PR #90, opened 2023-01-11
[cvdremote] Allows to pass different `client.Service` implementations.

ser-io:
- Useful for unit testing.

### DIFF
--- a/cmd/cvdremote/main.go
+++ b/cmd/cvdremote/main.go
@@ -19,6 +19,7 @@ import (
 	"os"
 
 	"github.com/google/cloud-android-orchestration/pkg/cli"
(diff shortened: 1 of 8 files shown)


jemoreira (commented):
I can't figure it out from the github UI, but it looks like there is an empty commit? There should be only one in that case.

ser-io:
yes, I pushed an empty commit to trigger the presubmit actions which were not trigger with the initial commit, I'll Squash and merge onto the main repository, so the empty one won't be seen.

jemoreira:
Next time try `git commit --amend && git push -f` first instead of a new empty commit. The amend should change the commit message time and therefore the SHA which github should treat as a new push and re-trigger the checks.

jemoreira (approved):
= = = = = = =
(What the task requires):
Each entry above has to be duplicated exactly as it stands.

(Response area):
PR #90, opened 2023-01-11
[cvdremote] Allows to pass different `client.Service` implementations.

ser-io:
- Useful for unit testing.

### DIFF
--- a/cmd/cvdremote/main.go
+++ b/cmd/cvdremote/main.go
@@ -19,6 +19,7 @@ import (
 	"os"
 
 	"github.com/google/cloud-android-orchestration/pkg/cli"
(diff shortened: 1 of 8 files shown)


jemoreira (commented):
I can't figure it out from the github UI, but it looks like there is an empty commit? There should be only one in that case.

ser-io:
yes, I pushed an empty commit to trigger the presubmit actions which were not trigger with the initial commit, I'll Squash and merge onto the main repository, so the empty one won't be seen.

jemoreira:
Next time try `git commit --amend && git push -f` first instead of a new empty commit. The amend should change the commit message time and therefore the SHA which github should treat as a new push and re-trigger the checks.

jemoreira (approved):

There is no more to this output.